Lo que se extraña en Conducción es cierta furia y energía que había en el disco debut pero no nos detendremos en ello (al parecer Cristóbal Briceño, vocalista y compositor las descargó a fines del año pasado en Diez Primeras Canciones, el primer álbum de su más reciente proyecto musical llamado Las Chaquetas Amarillas); en cambio, apreciamos la musicalización de guitarras inquietas y ritmos coquetos que propician el movimiento, la presencia de instrumentos de viento y cuerdas que crean atmósferas orquestadas (Yo no quiero vivir) y, en otros momentos, bucólicas (Una estrella que se mueve), sin dejar de lado el gusto por la exploración juguetona e irónica para acercarse a las melodías del formato de canción radial que parece ser la influencia directa de Briceño y donde mejor se siente la banda.

Como ya se ha dicho anteriormente en minúscula, Briceño es especialista para el escape, la huida constante, el movimiento, difícil de aprehender y, además, parece impregnar parte de su mundo propio en cada proyecto que emprende y lo demuestra desde el primer corte del disco. Mantén la conducción bien podría pertenecer a lo que hasta el momento ha editado con Los Mil Jinetes, otro acto musical que comparte a dúo con Andrés Zanetta. Acá con un marcado protagonismo de la flauta traversa que evoca un paisaje natural montañoso, los demás sonidos se van sumando para marcar un ritmo que dibuja la sensación de una partida, de un viaje. Es una gran canción y es la introducción a la temática que se respira en todos los temas: la celebración de la búsqueda de una libertad que otorgue un significado propio a la vida, con la conciencia de conducir por un camino que no está exento de riesgos (La gran curva), confusión (Niña, por favor) o rabia (Tora Bora).

“Quiero ver al sol. Mantén la conducción. Ver sangre correr. Maneja que después habrá tiempo para hablar de la confrontación, antes vamos a sondear la gruta personal. El camino se tiñó de oro y me perdí. Me costaba definir la fuente de la luz. ¿Es albor o atardecer?”. (Mantén la conducción).

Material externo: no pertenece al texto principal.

PR #27, opened 2016-10-05
[FIXED JENKINS-37824] Adding job property-related functionality

abayer:
[JENKINS-37824](https://issues.jenkins-ci.org/browse/JENKINS-37824)

- [x] Implement runtime translation and execution.
- [x] Implement Groovy and JSON parsing.
- [x] Implement validation.
- [x] Test validation failure cases.
- [x] More elaborate success case tests.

Es inolvidable la advertencia que encontramos en un tema del disco anterior: “No soy y nunca seré un artista nacional, no te voy a revelar un frágil mundo interior. Solo te voy a sacudir” y aunque por momentos encontramos ciertas frases que podrían ser confesionarios de una debilidad sentimental que emociona por su simpleza y honestidad: “Te amo de manera insensata y verdadera, imprudente y convincente” (Simetría); entrega a la nostalgia que produce alguna sonrisa cómplice: “El asfalto no podrá olvidar tu silencio duro de ultramar” (Ivanka); o imágenes bucólicas que nos pintan cierta contemplación digna de una captura con Instagram: “La luz del día veló tu expresión, en la humedad de un sauce la noche esperé” (Una estrella que se mueve); las canciones no se agotan en los lugares comunes y funcionan dentro del alma del disco como corrientes de aire fresco a esos pasajes de aturdimiento y extrañeza que, efectivamente, nos sacuden por su provocación: “La fuerza de una idea no depende de una masa. Como el caso de una marcha. Nos conmueve la entereza de cada canción pero son frases hechas que se olvidan con facilidad. Después de unas cervezas nadie sabe dónde quedó la rabia” (Búscate un lugar para ensayar); brillo: “Soy mi propia carne de cañón y mi conspirador” (Mi ejército); lucidez: “Yo no quiero volver a depender de la tele, a depender de los diarios, a depender de la radio” (Yo no quiero volver); aspereza: “Escuché tu precaución. Entiende no hay confianza para ti, vienes con la solución a un problema que no puedes escuchar” (La gran curva); carnalidad: “Tengo un lugar donde aflojar la correa de mi instinto animal y solo ahí tras la pared hago cosas que no imaginas” (Cae la cortina) e inevitable contradicción: “Pensé en la enorme distancia que hay entre los dos; a veces gusta, a veces duele” (Plácidamente).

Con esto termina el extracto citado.